MrStakhanovite wrote:You have to give credit where credit is due, Shirts is really evaluating the other side, is doing his best to understand it, and is so enthusiastic about learning it is kind of infectious.
Dan Barker is an intellectually dishonest and Shirts’ enthusiasm for him is what troubles me the most. I just hope Shirts doesn’t just stop there, but continues on to read better stuff, from all sides.
Kerry is interesting because watching him think is like watching homemade reality tv for armchair philosophers and theologians. Wondering what Kerry will do or say next is almost like wondering whether Bob and Kathy will kick Grace out of the apartment, who will sleep with whom next, or whether the Kardashians will cat-fight in the next episode.
But it is guaranteed to be a lot more wholesome in its goofiness.
I like Kerry.
"Petition wasn’t meant to start a witch hunt as I’ve said 6000 times." ~ Hanna Seariac, LDS apologist
I think I take a different position than Stak on the atheist cliché' about believing in one less God. On the one hand, I find it to be a flawed claim and would never use it myself. The problem is that people's belief in God, or gods, is fluid enough that if they didn't harbor their current beliefs, they wouldn't default to atheism, but rather just might shift their ideas about deities. So I would never use that cliché' as it clouds the issue.
On the other hand, that cliché' isn't totally worthless. Many religious people treat other gods sufficiently removed from their religion as ridiculous. Zeus, for instance, is seen just as implausible to them as it is to the atheist. And what the atheist cliché' wants to get at is that all the atheist is doing is taking their attitude towards those gods a little further by applying it to their God too. It's a valid point to those who can't fathom atheist skepticism and dismissal of their faith. A better way of putting it might be, "Jesus seems as silly to me as Zeus does to both of us."
In the end, I find it a flawed cliché' that should be avoided, but not so irredeemably awful that Stak's attitude is warranted. That's no where near the bottom of the barrel of arguments regarding religion and it does a disservice to truly awful stuff out there to act like it is.
EAllusion wrote:I think I take a different position than Stak on the atheist cliché' about believing in one less God. On the one hand, I find it to be a flawed claim and would never use it myself. The problem is that people's belief in God, or gods, is fluid enough that if they didn't harbor their current beliefs, they wouldn't default to atheism, but rather just might shift their ideas about deities. So I would never use that cliché' as it clouds the issue.

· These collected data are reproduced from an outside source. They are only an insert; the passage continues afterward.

PR #35, opened 2020-04-02
Hw 1

6ALLIKA:


src/main/java/core/basesyntax/FileWork.java
```diff
@@ -1,14 +1,43 @@
...
 public class FileWork {
     public String[] readFromFile(String fileName) {
-        return null;
+        StringBuilder wordsFromFile = new StringBuilder();
+        Path filePath = Paths.get(fileName);
+        List<String> lines = null;
+        try {
+            lines = Files.readAllLines(filePath);
+        } catch (IOException e) {
+            e.printStackTrace();
```
Tarabarnik, line 26: don't ignore excepitons. read the checklist

src/main/java/core/basesyntax/FileWork.java
```diff
@@ -1,14 +1,43 @@
...
+        }
+
+        for (String text : lines) {
+            for (String soloText : text.split(" ")) {
+                if (soloText.startsWith("w") || soloText.startsWith("W")) {
```
Tarabarnik, line 31: try to solve with a single check and make 'w' constant

src/main/java/core/basesyntax/FileWork.java
```diff
@@ -1,14 +1,43 @@
...
+                    wordsFromFile.append(soloText.toLowerCase()
+                            .replaceAll("[^a-z]", "")).append(" ");
```
Tarabarnik, line 33: do you really need this `replaceAll`?

src/main/java/core/basesyntax/FileWork.java
```diff
@@ -1,14 +1,43 @@
...
+                }
+            }
+        }
+
+        String[] result = wordsFromFile.toString().split(" ");
+        Arrays.sort(result);
+
+        return wordsFromFile.length() == 0 ? new String[0] : result;
```
Tarabarnik, line 41:
```suggestion
        return result;
```
it should work, I suppose

src/main/java/core/basesyntax/FileWork.java
6ALLIKA: yes? cause we have symbols like . ? etc

src/main/java/core/basesyntax/FileWork.java
6ALLIKA: it would be worked if change some logic

PR #36, opened 2020-04-02
Added solution for HW_5.3

polinakulyk:


src/main/java/core/basesyntax/FileWork.java
```diff
@@ -9,6 +18,16 @@
  */
 public class FileWork {
     public String[] readFromFile(String fileName) {
-        return null;
+        try (Stream<String> lines = Files.lines(Paths.get(fileName))) {
+            List<String> words = lines
+                    .flatMap(line -> Arrays.stream(line.split("\\s+")))
+                    .filter(word -> word.startsWith("W") || word.startsWith("w"))
```
dmytro-hryhoruk, line 24: probably it's better to use toLowerCase() before that and you will have only one check?

dmytro-hryhoruk: create a constant for 'w'

PR #43, opened 2020-04-02
implementation class FileWork

KrohIgor:


src/main/java/core/basesyntax/FileWork.java
```diff
@@ -8,7 +14,34 @@
...
+                if (word.charAt(0) == charW) {
+                    wordsStartW.append(word.replaceAll("\\W", "")).append(' ');
+                }
+            }
+        }
+        if (wordsStartW.length() > 0) {
+            String[] result = wordsStartW.toString().split(" ");
+            Arrays.sort(result);
+            return result;
+        } else {
```
dmytro-hryhoruk, line 43: do we need else after return ?

KrohIgor: we can without else.

PR #46, opened 2020-04-02
added the method readFromFile()

Andrii-Kutil:


src/main/java/core/basesyntax/FileWork.java
```diff
@@ -8,7 +13,24 @@
...
-        return null;
+    private static final String FIRST_CHAR = "w";
+
+    public static String[] readFromFile(String fileName) {
+        StringBuilder sb = new StringBuilder();
+        String text = "";
+        try {
+            text = Files.readString(Paths.get(fileName));
+        } catch (IOException e) {
+            e.printStackTrace();
```
dmytro-hryhoruk, line 24: don't ignore exception, re-throw it

src/main/java/core/basesyntax/FileWork.java
```diff
@@ -8,7 +13,24 @@
...
  */
 public class FileWork {
-    public String[] readFromFile(String fileName) {
-        return null;
+    private static final String FIRST_CHAR = "w";
+
+    public static String[] readFromFile(String fileName) {
+        StringBuilder sb = new StringBuilder();
+        String text = "";
+        try {
```
dmytro-hryhoruk, line 21: use try-with-resources here, explain why in comment below

dmytro-hryhoruk: ?

PR #48, opened 2020-04-02
internal commit (added solution)

vztot:


src/main/java/core/basesyntax/FileWork.java
```diff
@@ -8,7 +15,28 @@
...
+                for (String word : splitData) {
+                    word = word.replaceAll(REGEX, "");
+                    if (word.startsWith(LETTER)) {
+                        words.add(word);
+                    }
+                }
+                line = bufferedReader.readLine();
+            }
+        } catch (IOException e) {
+            e.printStackTrace();
```
dmytro-hryhoruk, line 37: don't ignore the exception, re-throw it

src/main/java/core/basesyntax/FileWork.java
```diff
@@ -8,7 +15,28 @@
...
+
     public String[] readFromFile(String fileName) {
-        return null;
+        List<String> words = new ArrayList<>();
+        try (BufferedReader bufferedReader = new BufferedReader(new FileReader(fileName))) {
+            String line = bufferedReader.readLine();
+            while (line != null) {
+                String[] splitData = line.toLowerCase().split(" ");
+                for (String word : splitData) {
+                    word = word.replaceAll(REGEX, "");
```
dmytro-hryhoruk, line 29: what exactly this regex for? do we need constant for it?

PR #50, opened 2020-04-02
added first solution

tanchak123:


src/main/java/core/basesyntax/FileWork.java
```diff
@@ -1,14 +1,41 @@
...
+
 public class FileWork {
-    public String[] readFromFile(String fileName) {
-        return null;
+
+    public static String[] readFromFile(String fileName) {
+        final StringBuilder sb = new StringBuilder();
+        List<String> reader;
+        Path filePath = Paths.get(fileName);
+        String [] split = new String[0];
```
Tarabarnik, line 16:
```suggestion
        String[] split = new String[0];
```

src/main/java/core/basesyntax/FileWork.java
```diff
@@ -1,14 +1,41 @@
...
+        try {
+            reader = Files.readAllLines(filePath);
+        } catch (IOException e) {
+            throw new RuntimeException("Причина в том, что " + e);
+        }
+        if (reader.size() > 0) {
+            for (String a : reader) {
+                sb.append(a.toLowerCase() + " ");
```
Tarabarnik, line 24: lets append only words that start from 'w' . BTW, "w" should be a constant, read the checklist

PR #52, opened 2020-04-02
Added solution

aborozdykh:


src/main/java/core/basesyntax/FileWork.java
```diff
@@ -8,7 +13,23 @@
...
+        try {
+            String string = Files.readString(Paths.get(fileName));
+            String[] stringArray = string.toLowerCase().split(" ");
+            for (String s : stringArray) {
+                if (s.startsWith(PATTERN)) {
+                    sb.append(s.replaceAll("\\W", "")).append(" ");
+                }
+            }
+        } catch (IOException e) {
+            e.printStackTrace();
```
dmytro-hryhoruk, line 29: do not ignore exception, re-throw it

src/main/java/core/basesyntax/FileWork.java
```diff
@@ -8,7 +13,23 @@
...
+        }
+        return sb.length() > 0
```
dmytro-hryhoruk, line 31: do we need this check?

PR #54, opened 2020-04-02
solution

MaksymMatuliak:


src/main/java/core/basesyntax/FileWork.java
```diff
@@ -8,7 +13,27 @@
...
+                if (i.startsWith(START_OF_WORD)) {
+                    wordsFromW.append(i.replaceAll("\\W", "")).append(" ");
+                }
+            }
+            if (wordsFromW.length() > 0) {
+                result = wordsFromW.toString().split(" ");
+            }
+            Arrays.sort(result);
+        } catch (IOException e) {
+            System.out.println("No files");
```
Tarabarnik, line 35: here you basically do nothing with this exception

MaksymMatuliak: done

PR #55, opened 2020-04-02
Add solution hw-5.3 read-from-file

nevskyy:


src/main/java/core/basesyntax/FileWork.java
```diff
@@ -8,7 +15,30 @@
...
+        } catch (IOException e) {
+            e.printStackTrace();
+            return null;
+        }
+        List<String> resultList = new ArrayList<>();
+        for (String sentence : sentences) {
+            String[] splittedSentence = sentence.toLowerCase().split(" ");
+            for (String word : splittedSentence) {
+                if (word.startsWith(FIRST_LETTER)) {
+                    resultList.add(word);
```
Tarabarnik, line 33: can we call `replaceAll` here?

src/main/java/core/basesyntax/FileWork.java
```diff
@@ -8,7 +15,30 @@
...
+                }
+            }
+        }
+        String[] solution = new String[resultList.size()];
```
Tarabarnik, line 37: is there any method of List, that converts it to Array?

nevskyy: Done as advised.

PR #58, opened 2020-04-03
done

AndrewLinkii:


src/main/java/core/basesyntax/FileWork.java
```diff
@@ -9,6 +14,24 @@
...
+        StringBuilder words = new StringBuilder();
+        try (Scanner scan = new Scanner(new File(fileName))) {
+            while (scan.hasNext()) {
+                String word = scan.next().toLowerCase();
+                if (word.startsWith("w")) {
+                    words.append(word.replaceAll("[^a-z]", "")).append(" ");
+                }
+            }
+        } catch (FileNotFoundException e) {
+            System.out.println("file not found");
```
Tarabarnik, line 26: throw runtimeexception or return empty array. print of the text is not the exception handling

PR #59, opened 2020-04-03
5.3 var 1

ana-dav:
read from empty file test failed


src/main/java/core/basesyntax/FileWork.java
```diff
@@ -1,14 +1,37 @@
...
+import java.io.BufferedReader;
+import java.io.FileReader;
+import java.io.IOException;
+import java.util.Arrays;
+
 public class FileWork {
-    public String[] readFromFile(String fileName) {
-        return null;
+
+    public static final String W = "w";
```
dmytro-hryhoruk, line 10: let's give more informative name

PR #116, opened 2020-08-03
hw

YaTut1901:


src/main/java/core/basesyntax/FileWork.java
```diff
@@ -9,6 +15,25 @@
  */
 public class FileWork {
     public String[] readFromFile(String fileName) {
-        return null;
+        final char W = 'w';
+        ArrayList<String> wordsWithWList = new ArrayList<String>();
+        String text = "";
+        try {
+            text = new String(Files.readAllBytes((Paths.get(fileName)))).toLowerCase().replaceAll(
+                    "[^A-Za-zА-Яа-я ]", "");
```
KseniiaMakarova, line 23: your solution has one drawback:
the last word on the line is sticked together with the first word on the next line

`word1 word2
word 3` 
=> `word1 word2word3`

let's try retrieving lines first, and then split each line

src/main/java/core/basesyntax/FileWork.java
```diff
@@ -9,6 +15,25 @@
...
+        } catch (IOException e) {
+            System.out.println("Такого файла не существует");
```
KseniiaMakarova, line 25: we should rethrow an informative RuntimeException here

src/main/java/core/basesyntax/FileWork.java
```diff
@@ -15,21 +15,23 @@
  */
 public class FileWork {
     public String[] readFromFile(String fileName) {
-        final char W = 'w';
+        final char CONSTW = 'w';
```
KseniiaMakarova, line 18: add public and static keywords

src/main/java/core/basesyntax/FileWork.java
```diff
@@ -14,8 +14,10 @@
  * Результат: web wide width world</p>
  */
 public class FileWork {
+
+    public static final char CONSTW = 'w';
```
dmytro-hryhoruk, line 18:
```suggestion
    public static final char CONSTANT_W = 'w';
```

src/main/java/core/basesyntax/FileWork.java
```diff
@@ -8,7 +14,30 @@
...
+
     public String[] readFromFile(String fileName) {
-        return null;
+        ArrayList<String> wordsWithWList = new ArrayList<String>();
+        String text = "";
+        try {
+            text = new String(Files.readAllBytes((Paths.get(fileName)))).toLowerCase().replaceAll(
```
dmytro-hryhoruk, line 24: let's use readAllLines() method. This way you will get List<String> and won't have to use split("\n") to divide text to lines

src/main/java/core/basesyntax/FileWork.java
```diff
@@ -8,7 +14,30 @@
...
+                    "[^A-Za-zА-Яа-я\n ]", "");
+        } catch (IOException e) {
+            throw new RuntimeException("Такого файла не существует", e);
```
dmytro-hryhoruk, line 27: let's use english language in our programs)Anybody in the world should be able to understand that

PR #120, opened 2020-08-03
hw 5-3

mikhail771:


src/main/java/core/basesyntax/FileWork.java
```diff
@@ -8,7 +16,37 @@
...
+            while (line != null) {
+                result.append(line);
+                line = br.readLine();
+            }
+            words = result.toString().split(" ");
+        } catch (FileNotFoundException e) {
+            throw new RuntimeException("Can't read file", e);
+        } catch (IOException exception) {
+            exception.printStackTrace();
+        }
```
dmytro-hryhoruk, line 37: do you need two catch block here?

src/main/java/core/basesyntax/FileWork.java
```diff
@@ -8,7 +16,37 @@
...
+
+        for (String word : words) {
+            word = word.toLowerCase().replaceAll("[^A-Za-z]", "");
+            if (word.indexOf(SEARCH_LETTER) == 0) {
```
dmytro-hryhoruk, line 41: we have string method to check if it's starts with some character

dmytro-hryhoruk, line 41: let's make this manipulation while reading files. This way you will get rid of using ArrayList

src/main/java/core/basesyntax/FileWork.java
mikhail771: reedLine() method requires second exception

src/main/java/core/basesyntax/FileWork.java
mikhail771: done

PR #125, opened 2020-08-03
HW-5.3

vremere-a:


src/main/java/core/basesyntax/FileWork.java
```diff
@@ -1,14 +1,47 @@
...
     public String[] readFromFile(String fileName) {
-        return null;
+        String tempString = EMPTY;
+        String[] result;
+        try (BufferedReader newReader = new BufferedReader(new FileReader(fileName))) {
+            String line;
+            while ((line = newReader.readLine()) != null) {
+                String[] arr1 = line.toLowerCase().split(SPACE);
+                for (String line2 : arr1) {
+                    if (line2.substring(0, 1).equals(LETTER)) {
```
dmytro-hryhoruk, line 31: see if string have a special method to check whether the first character is equal to some

src/main/java/core/basesyntax/FileWork.java
```diff
@@ -1,14 +1,47 @@
...
+                        tempString += line2.replace(POINT, EMPTY).replace(QUESTION_MARK, EMPTY)
+                                .replace(EXCLAMATION_MARK, EMPTY) + SPACE;
```
dmytro-hryhoruk, line 33: try to find regular expression for that.

src/main/java/core/basesyntax/FileWork.java
vremere-a: done

src/main/java/core/basesyntax/FileWork.java
vremere-a: done

src/main/java/core/basesyntax/FileWork.java
```diff
@@ -1,14 +1,46 @@
...
  * Результат: web wide width world</p>
  */
+
 public class FileWork {
+    static final String LETTER = "w";
+    static final String POINT = ".";
+    static final String EMPTY = "";
+    static final String SPACE = " ";
+    static final String EXCLAMATION_MARK = "!";
+    static final String QUESTION_MARK = "?";
```
dmytro-hryhoruk, line 21: 1) add access modifiers to your constants;
2) Do you need all of them?

vremere-a: done

src/main/java/core/basesyntax/FileWork.java
```diff
@@ -1,14 +1,43 @@
...
-        return null;
+        String tempString = EMPTY;
+        String[] result;
+        try (BufferedReader newReader = new BufferedReader(new FileReader(fileName))) {
+            String line;
+            while ((line = newReader.readLine()) != null) {
+                String[] arr1 = line.toLowerCase().split(SPACE);
+                for (String line2 : arr1) {
+                    if (line2.startsWith(LETTER)) {
+                        tempString += line2.replaceAll("[^a-z0-9]", "") + SPACE;
```
dmytro-hryhoruk, line 29: let's use String builder here. Tell me why this would be a better solution in comment below

vremere-a: done. 
StringBuilder have more economy than String. 
and can expand

src/main/java/core/basesyntax/FileWork.java
```diff
@@ -1,14 +1,44 @@
...
-        return null;
+        StringBuilder tempString = new StringBuilder();
+        String[] result;
+        try (BufferedReader newReader = new BufferedReader(new FileReader(fileName))) {
+            String line;
+            while ((line = newReader.readLine()) != null) {
+                String[] arr1 = line.toLowerCase().split(SPACE);
+                for (String line2 : arr1) {
+                    if (line2.startsWith(LETTER)) {
+                        tempString.append(line2.replaceAll("[^a-z0-9]", "") + SPACE);
```
dmytro-hryhoruk, line 29:
```suggestion
                        tempString.append(line2.replaceAll("[^a-z0-9]", "")).append(SPACE);
```

PR #126, opened 2020-08-03
hw-5(3)

glones:


src/main/java/core/basesyntax/FileWork.java
```diff
@@ -1,14 +1,31 @@
...
+import java.util.List;
+
 public class FileWork {
+    private static final String LETTER = "w";
+
     public String[] readFromFile(String fileName) {
-        return null;
+        try {
+            List<String> preResult = new ArrayList<String>();
+            String file = Files.readString(Paths.get(fileName)).toLowerCase();
```
KseniiaMakarova, line 16:
```suggestion
            String text = Files.readString(Paths.get(fileName)).toLowerCase();
```

src/main/java/core/basesyntax/FileWork.java
```diff
@@ -1,14 +1,31 @@
...
+            if (file.length() > 0) {
+                for (String word : file.split("[^A-Za-zА-Яа-я]+")) {
```
KseniiaMakarova, line 18:
```suggestion
                for (String word : file.split("\\W+")) {
```

src/main/java/core/basesyntax/FileWork.java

On the other hand, that cliché' isn't totally worthless. Many religious people treat other gods sufficiently removed from their religion as ridiculous. Zeus, for instance, is seen just as implausible to them as it is to the atheist. And what the atheist cliché' wants to get at is that all the atheist is doing is taking their attitude towards those gods a little further by applying it to their God too. It's a valid point to those who can't fathom atheist skepticism and dismissal of their faith. A better way of putting it might be, "Jesus seems as silly to me as Zeus does to both of us."
In the end, I find it a flawed cliché' that should be avoided, but not so irredeemably awful that Stak's attitude is warranted. That's no where near the bottom of the barrel of arguments regarding religion and it does a disservice to truly awful stuff out there to act like it is.
+1
when believers want to give their claims more weight, they dress these claims up in scientific terms. When believers want to belittle atheism or secular humanism, they call it a "religion". -Beastie
yesterday's Mormon doctrine is today's Mormon folklore.-Buffalo
I don't know why people so easily dismiss Zeus as myth. The public school system doesn't even give him a chance. Right off the bat it's: "Please turn to page 72 of your world history text and read aloud the section on Greek Mythology." WTH? Myth out of the gate. So sad. This is how I wish I could have first learned about Zeus:
Oh for shame, how the mortals put the blame on us gods, for they say evils come from us, but it is they, rather, who by their own recklessness win sorrow beyond what is given... Zeus (1178 BC)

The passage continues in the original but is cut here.